> [What the exercise asks]
Once you reach the line containing "PR #1650, opened 2020-12-11" in the data below, restate each line word for word up to and including the one containing "import static org.mockito.Mockito.verify;".

> [Provided records]
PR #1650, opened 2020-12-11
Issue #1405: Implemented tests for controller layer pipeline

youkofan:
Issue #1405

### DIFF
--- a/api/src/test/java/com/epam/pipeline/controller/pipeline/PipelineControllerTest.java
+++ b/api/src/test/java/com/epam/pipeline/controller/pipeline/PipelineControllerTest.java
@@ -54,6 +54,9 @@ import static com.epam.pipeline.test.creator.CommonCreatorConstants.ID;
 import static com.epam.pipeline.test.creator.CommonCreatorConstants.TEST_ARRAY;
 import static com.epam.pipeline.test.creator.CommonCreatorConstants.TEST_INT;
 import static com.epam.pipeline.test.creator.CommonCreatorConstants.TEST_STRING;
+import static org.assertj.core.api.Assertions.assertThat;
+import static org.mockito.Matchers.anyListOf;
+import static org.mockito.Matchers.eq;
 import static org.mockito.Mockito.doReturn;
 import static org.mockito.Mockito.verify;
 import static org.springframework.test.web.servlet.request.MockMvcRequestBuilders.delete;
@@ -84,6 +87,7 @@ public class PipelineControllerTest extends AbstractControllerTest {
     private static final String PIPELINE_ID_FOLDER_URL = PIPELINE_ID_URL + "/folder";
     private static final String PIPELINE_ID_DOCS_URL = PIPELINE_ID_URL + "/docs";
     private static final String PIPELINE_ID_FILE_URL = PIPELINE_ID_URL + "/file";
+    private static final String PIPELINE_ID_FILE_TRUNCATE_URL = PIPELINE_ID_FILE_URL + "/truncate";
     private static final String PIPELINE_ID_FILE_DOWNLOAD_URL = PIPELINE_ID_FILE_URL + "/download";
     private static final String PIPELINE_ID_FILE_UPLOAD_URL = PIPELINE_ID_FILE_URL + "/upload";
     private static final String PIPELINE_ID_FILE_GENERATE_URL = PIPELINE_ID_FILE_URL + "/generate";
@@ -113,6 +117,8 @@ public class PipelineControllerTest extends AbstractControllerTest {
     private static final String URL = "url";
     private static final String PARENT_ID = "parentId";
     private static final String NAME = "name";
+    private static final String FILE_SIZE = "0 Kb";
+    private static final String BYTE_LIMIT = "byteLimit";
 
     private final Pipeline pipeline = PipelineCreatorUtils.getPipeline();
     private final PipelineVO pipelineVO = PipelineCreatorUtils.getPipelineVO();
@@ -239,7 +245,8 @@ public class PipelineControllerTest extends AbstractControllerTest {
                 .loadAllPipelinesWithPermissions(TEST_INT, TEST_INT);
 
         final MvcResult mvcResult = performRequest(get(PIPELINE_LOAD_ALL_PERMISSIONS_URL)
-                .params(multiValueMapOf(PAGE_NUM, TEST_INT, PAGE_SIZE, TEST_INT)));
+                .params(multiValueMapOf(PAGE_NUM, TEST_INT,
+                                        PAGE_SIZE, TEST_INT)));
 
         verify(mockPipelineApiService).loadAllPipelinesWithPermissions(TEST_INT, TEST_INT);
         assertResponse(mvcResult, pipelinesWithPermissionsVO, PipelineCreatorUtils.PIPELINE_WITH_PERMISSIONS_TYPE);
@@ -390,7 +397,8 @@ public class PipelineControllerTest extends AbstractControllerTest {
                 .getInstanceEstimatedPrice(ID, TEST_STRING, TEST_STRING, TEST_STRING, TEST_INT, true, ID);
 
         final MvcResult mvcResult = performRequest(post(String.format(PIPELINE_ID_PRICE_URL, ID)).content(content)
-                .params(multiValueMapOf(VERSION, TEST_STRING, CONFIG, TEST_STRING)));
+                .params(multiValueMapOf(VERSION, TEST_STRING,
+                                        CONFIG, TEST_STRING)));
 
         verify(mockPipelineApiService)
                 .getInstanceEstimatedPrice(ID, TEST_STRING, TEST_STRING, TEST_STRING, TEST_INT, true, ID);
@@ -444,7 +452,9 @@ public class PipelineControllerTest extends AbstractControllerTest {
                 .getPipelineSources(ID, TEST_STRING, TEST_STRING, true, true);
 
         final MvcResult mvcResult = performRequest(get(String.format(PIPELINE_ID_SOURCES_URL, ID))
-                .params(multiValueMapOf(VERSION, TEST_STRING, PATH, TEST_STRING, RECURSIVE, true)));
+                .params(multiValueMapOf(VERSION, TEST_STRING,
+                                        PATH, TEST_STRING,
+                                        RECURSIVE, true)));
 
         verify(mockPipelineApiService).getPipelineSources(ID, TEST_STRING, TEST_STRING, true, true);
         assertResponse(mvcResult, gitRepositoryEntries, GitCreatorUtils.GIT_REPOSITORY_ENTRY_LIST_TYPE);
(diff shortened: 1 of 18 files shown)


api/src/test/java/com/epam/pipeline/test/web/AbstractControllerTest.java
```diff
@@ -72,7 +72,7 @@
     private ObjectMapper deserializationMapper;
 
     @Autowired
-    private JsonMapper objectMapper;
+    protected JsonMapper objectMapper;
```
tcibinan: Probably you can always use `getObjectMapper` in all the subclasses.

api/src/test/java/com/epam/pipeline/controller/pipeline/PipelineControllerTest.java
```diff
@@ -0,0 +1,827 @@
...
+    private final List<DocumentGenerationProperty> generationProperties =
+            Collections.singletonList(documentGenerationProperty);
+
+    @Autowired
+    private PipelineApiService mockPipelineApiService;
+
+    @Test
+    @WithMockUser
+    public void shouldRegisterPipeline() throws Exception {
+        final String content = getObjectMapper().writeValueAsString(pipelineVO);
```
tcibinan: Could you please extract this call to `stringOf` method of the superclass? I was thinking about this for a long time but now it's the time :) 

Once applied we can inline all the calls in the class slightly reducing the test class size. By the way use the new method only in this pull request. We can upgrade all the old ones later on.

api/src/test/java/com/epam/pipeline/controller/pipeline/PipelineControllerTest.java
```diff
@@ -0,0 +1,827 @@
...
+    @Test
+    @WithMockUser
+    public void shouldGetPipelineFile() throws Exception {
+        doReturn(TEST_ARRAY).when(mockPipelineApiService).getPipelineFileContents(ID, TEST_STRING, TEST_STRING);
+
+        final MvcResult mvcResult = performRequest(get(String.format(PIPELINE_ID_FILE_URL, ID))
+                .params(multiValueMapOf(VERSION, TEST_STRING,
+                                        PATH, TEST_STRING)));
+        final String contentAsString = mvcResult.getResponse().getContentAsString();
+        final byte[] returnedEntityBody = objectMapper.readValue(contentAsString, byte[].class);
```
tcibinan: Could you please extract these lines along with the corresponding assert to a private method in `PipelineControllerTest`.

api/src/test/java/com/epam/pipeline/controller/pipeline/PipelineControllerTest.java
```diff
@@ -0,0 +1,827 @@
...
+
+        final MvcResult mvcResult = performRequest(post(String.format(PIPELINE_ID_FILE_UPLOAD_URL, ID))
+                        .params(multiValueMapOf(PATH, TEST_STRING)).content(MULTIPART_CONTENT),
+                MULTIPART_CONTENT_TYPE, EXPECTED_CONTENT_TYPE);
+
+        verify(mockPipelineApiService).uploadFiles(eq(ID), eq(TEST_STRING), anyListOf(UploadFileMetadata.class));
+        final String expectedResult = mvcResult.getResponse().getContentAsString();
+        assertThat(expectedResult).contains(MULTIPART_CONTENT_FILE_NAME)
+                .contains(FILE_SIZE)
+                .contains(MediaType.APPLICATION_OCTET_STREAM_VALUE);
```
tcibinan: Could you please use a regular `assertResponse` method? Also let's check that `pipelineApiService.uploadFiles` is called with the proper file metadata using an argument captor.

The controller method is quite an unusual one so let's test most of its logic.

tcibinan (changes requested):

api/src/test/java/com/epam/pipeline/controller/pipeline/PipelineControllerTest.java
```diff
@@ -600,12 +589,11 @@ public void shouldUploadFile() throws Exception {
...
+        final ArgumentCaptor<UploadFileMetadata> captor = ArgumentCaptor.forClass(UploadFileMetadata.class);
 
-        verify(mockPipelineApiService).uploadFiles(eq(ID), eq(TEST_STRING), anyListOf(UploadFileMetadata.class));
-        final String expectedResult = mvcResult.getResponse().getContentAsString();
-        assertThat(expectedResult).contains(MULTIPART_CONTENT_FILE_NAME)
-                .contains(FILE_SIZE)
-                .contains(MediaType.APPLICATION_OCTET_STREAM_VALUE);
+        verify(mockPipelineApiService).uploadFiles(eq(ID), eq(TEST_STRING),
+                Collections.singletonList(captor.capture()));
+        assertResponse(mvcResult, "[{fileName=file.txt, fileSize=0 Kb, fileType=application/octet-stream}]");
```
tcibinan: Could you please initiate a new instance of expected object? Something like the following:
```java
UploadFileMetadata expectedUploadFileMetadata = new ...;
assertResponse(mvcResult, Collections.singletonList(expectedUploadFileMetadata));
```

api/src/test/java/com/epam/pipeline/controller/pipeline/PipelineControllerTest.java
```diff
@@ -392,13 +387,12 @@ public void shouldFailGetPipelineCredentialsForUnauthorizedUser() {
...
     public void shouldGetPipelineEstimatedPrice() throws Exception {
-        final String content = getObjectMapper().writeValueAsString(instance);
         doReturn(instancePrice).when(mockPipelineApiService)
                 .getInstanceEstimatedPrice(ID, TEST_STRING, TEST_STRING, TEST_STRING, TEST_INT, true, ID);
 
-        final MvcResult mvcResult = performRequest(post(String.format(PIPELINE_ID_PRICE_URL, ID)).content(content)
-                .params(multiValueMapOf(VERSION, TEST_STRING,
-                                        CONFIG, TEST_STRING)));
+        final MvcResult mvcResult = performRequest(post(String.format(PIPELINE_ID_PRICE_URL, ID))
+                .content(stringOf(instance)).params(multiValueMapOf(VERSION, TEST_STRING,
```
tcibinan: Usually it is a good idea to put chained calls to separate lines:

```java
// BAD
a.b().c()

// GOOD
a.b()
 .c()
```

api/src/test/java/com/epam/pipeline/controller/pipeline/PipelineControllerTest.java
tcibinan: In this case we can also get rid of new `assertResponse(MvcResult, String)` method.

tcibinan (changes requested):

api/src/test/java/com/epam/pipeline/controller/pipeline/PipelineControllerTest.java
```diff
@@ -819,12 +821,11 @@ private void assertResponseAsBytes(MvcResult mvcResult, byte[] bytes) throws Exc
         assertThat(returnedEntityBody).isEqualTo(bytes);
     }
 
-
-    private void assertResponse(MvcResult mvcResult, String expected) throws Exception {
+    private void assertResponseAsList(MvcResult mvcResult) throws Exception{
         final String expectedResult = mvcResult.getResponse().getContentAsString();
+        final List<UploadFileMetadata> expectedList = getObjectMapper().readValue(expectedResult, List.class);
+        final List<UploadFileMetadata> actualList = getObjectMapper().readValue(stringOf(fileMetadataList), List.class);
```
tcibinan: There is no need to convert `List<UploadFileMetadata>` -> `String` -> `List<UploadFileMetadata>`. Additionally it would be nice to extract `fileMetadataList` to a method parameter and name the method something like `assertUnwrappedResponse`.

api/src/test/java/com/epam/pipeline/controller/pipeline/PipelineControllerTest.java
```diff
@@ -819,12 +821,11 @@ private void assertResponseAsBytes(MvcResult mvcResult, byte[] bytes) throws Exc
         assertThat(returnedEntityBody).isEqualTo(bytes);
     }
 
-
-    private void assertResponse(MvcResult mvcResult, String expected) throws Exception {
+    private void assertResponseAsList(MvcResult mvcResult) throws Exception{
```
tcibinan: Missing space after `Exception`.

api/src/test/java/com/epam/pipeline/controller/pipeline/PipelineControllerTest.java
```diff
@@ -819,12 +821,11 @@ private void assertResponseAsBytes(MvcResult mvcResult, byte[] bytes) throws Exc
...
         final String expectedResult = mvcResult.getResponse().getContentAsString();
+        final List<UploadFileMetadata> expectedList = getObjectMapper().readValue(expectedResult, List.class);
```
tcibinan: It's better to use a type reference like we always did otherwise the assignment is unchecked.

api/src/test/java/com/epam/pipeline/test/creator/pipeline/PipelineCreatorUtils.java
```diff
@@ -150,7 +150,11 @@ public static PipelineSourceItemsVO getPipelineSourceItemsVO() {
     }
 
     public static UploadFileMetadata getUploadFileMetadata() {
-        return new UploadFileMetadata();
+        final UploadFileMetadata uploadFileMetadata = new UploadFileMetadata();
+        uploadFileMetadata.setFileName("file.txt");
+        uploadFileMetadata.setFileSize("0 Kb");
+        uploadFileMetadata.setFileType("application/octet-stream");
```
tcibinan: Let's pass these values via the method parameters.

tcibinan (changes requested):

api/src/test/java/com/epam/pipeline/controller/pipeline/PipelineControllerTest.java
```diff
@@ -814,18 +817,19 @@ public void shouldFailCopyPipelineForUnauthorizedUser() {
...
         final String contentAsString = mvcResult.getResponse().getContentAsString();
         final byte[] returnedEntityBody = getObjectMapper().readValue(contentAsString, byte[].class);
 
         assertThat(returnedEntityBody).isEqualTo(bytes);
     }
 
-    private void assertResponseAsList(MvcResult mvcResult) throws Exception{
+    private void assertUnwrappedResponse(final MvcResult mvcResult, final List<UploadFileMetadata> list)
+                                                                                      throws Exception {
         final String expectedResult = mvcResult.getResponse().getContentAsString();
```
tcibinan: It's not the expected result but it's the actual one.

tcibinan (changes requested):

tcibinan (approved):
...
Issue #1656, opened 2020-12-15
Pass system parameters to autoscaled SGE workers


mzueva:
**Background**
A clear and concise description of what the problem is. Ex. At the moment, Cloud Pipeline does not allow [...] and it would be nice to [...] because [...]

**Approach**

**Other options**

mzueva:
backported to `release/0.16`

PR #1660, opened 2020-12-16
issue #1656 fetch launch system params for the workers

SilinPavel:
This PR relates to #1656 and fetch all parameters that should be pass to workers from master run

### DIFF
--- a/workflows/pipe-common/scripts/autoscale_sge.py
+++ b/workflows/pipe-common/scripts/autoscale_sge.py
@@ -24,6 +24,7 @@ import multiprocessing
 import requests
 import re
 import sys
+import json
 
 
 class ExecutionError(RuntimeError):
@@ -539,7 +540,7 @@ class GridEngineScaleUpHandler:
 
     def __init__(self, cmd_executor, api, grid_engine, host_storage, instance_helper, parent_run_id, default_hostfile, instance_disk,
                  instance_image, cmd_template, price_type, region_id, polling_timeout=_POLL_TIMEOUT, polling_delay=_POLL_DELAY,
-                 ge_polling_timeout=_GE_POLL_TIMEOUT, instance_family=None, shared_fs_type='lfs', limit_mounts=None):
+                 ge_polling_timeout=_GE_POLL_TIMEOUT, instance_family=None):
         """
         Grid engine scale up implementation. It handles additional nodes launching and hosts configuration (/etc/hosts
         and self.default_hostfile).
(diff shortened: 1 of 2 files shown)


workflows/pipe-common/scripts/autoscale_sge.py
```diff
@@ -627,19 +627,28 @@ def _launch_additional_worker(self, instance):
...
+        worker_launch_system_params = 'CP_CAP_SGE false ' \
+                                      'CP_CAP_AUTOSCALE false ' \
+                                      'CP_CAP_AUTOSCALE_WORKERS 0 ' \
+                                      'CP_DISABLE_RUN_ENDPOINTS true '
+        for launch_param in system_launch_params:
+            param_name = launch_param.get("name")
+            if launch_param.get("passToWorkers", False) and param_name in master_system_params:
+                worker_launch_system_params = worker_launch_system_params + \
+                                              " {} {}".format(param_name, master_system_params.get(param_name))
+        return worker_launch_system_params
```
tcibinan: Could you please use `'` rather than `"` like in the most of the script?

> [Answer to this exercise]
PR #1650, opened 2020-12-11
Issue #1405: Implemented tests for controller layer pipeline

youkofan:
Issue #1405

### DIFF
--- a/api/src/test/java/com/epam/pipeline/controller/pipeline/PipelineControllerTest.java
+++ b/api/src/test/java/com/epam/pipeline/controller/pipeline/PipelineControllerTest.java
@@ -54,6 +54,9 @@ import static com.epam.pipeline.test.creator.CommonCreatorConstants.ID;
 import static com.epam.pipeline.test.creator.CommonCreatorConstants.TEST_ARRAY;
 import static com.epam.pipeline.test.creator.CommonCreatorConstants.TEST_INT;
 import static com.epam.pipeline.test.creator.CommonCreatorConstants.TEST_STRING;
+import static org.assertj.core.api.Assertions.assertThat;
+import static org.mockito.Matchers.anyListOf;
+import static org.mockito.Matchers.eq;
 import static org.mockito.Mockito.doReturn;
 import static org.mockito.Mockito.verify;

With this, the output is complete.